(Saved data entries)
========
Issue #3532, opened 2022-04-14
Update 404 page


berrely:
### The problem
The current 404 page that users get when typing in an invalid URL is uninformative, clunky and ugly.
* Instead of hierarchically displaying the most important information, it opens the prompt with “File not found”, only mentioning the specific error at the end of the second line.
* It has a lot of redundancy (“OpenStreetMap server”), and doesn't give good advice on what to do.
* The second line says that if you have found a broken link or bug, you should ask the OSM community, even though the correct forums for bugs would be repositories like this one.
* It also looks incredibly ugly, with loads of whitespace and the default browser font.
### The solution
* The 404 page should be redesigned(!)
* * The text should be rewritten to be more helpful
* * The header should be more clear on the specific error
* * Links should be provided to get back to the homepage (currently hidden behind the giant logo)
* * The bug text should be removed or refactored to be more appropriate

See also a possible mockup attached.

### Screenshots

**Current 404 page:**
![](https://i.imgur.com/Bk5b1lB.png)
**Mockup of possible 404 page:**
![image](https://user-images.githubusercontent.com/20139168/163435807-5a2602e0-1adb-4fd2-946d-90980c3ad49d.png)

tomhughes:
So the most important thing, to be rendered in the largest font, is the number 404 which will mean nothing to most non-technical users?

Whatever you may think of the old version, it puts technical details like that where they belong, in parentheses after the human readable explanation.

This is (in most cases) not the correct place to contact anyway - the vast majority of 404 errors will probably not be because of any error in the software, they will simply be stale search results for things which have been deleted.

Can I ask what led you to this? Did you encounter a 404 somewhere?

mmd-osm:
(previous discussion on the topic in #1550)

berrely:
> Can I ask what led you to this? Did you encounter a 404 somewhere?

It was an old about page, though I don't have the link to hand.

> This is (in most cases) not the correct place to contact anyway - the vast majority of 404 errors will probably not be because of any error in the software, they will simply be stale search results for things which have been deleted.

I agree, I don't think the 404 page should suggest reporting a bug in any case.

> Whatever you may think of the old version, it puts technical details like that where they belong, in parentheses after the human readable explanation.

At this point the number “404” has become synonymous with a file not existing on the target server, so it effectively acts as a human-readable explanation, though I agree for non-technical users it may not make sense (it is just a mockup, the 404 could stay at the end of the text).

[...]

PR #5130, opened 2024-08-29
Refactor error layout with small styling enchancments

kcne:
This PR addresses parts of [#3532](https://github.com/openstreetmap/openstreetmap-website/issues/3532) by making the error layout more consistent with the rest of the site's UI.

**Changes:**

- Encapsulated meta tags into the `layouts/head` partial for better organization.
- Applied Bootstrap's `container` class to the `<body>` for a consistent layout.
- Added a `main` element with `mt-4` to improve spacing.
- Introduced a "Home" button with `btn btn-primary` to facilitate easier navigation.

These updates enhance the overall design and user experience of the error pages.

#### Before
Screenshot 2024-08-29 at 20 34 27

#### After
Screenshot 2024-08-29 at 20 35 04
Screenshot 2024-08-29 at 20 35 19

### DIFF
--- a/app/views/layouts/error.html.erb
+++ b/app/views/layouts/error.html.erb
@@ -4,14 +4,19 @@
     <meta charset="utf-8">
     <title>OpenStreetMap</title>
     <%= stylesheet_link_tag "errors", :media => "screen" %>
-    <%= render :partial => "layouts/meta" %>
+    <%= render :partial => "layouts/head" %>
   </head>
-  <body>
-    <a href="<%= root_path %>">
-      <%= image_tag "osm_logo.svg", :alt => t("layouts.logo.alt_text"), :class => "logo" %>
-    </a>
-    <div class="details">
-      <%= yield %>
-    </div>
+   <body class="container">
+    <main class="mt-4">
+      <a href="<%= root_path %>">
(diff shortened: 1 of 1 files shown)


app/views/layouts/error.html.erb
```diff
@@ -4,14 +4,19 @@
     <meta charset="utf-8">
     <title>OpenStreetMap</title>
     <%= stylesheet_link_tag "errors", :media => "screen" %>
-    <%= render :partial => "layouts/meta" %>
+    <%= render :partial => "layouts/head" %>
```
AntonKhorev, line 7: `<head>` inside `<head>`?

You're proposing to load everything on 404 pages: jquery, leaflet, bootstrap, turbo etc. And you're doing this to set max width and add one link styled as a button, right?

kcne: Well since you opened a new PR that "does this right" I will close this anyway.

AntonKhorev: Looking [here](https://github.com/openstreetmap/openstreetmap-website/pull/1550#issuecomment-304481362) I can guess that the page was supposed to work when the asset pipeline is broken, although currently it includes a logo asset.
========
Your answer must be the line that contains "You're proposing to" and every line after it to the end of the records, reproduced exactly.

You're proposing to load everything on 404 pages: jquery, leaflet, bootstrap, turbo etc. And you're doing this to set max width and add one link styled as a button, right?

kcne: Well since you opened a new PR that "does this right" I will close this anyway.

AntonKhorev: Looking [here](https://github.com/openstreetmap/openstreetmap-website/pull/1550#issuecomment-304481362) I can guess that the page was supposed to work when the asset pipeline is broken, although currently it includes a logo asset.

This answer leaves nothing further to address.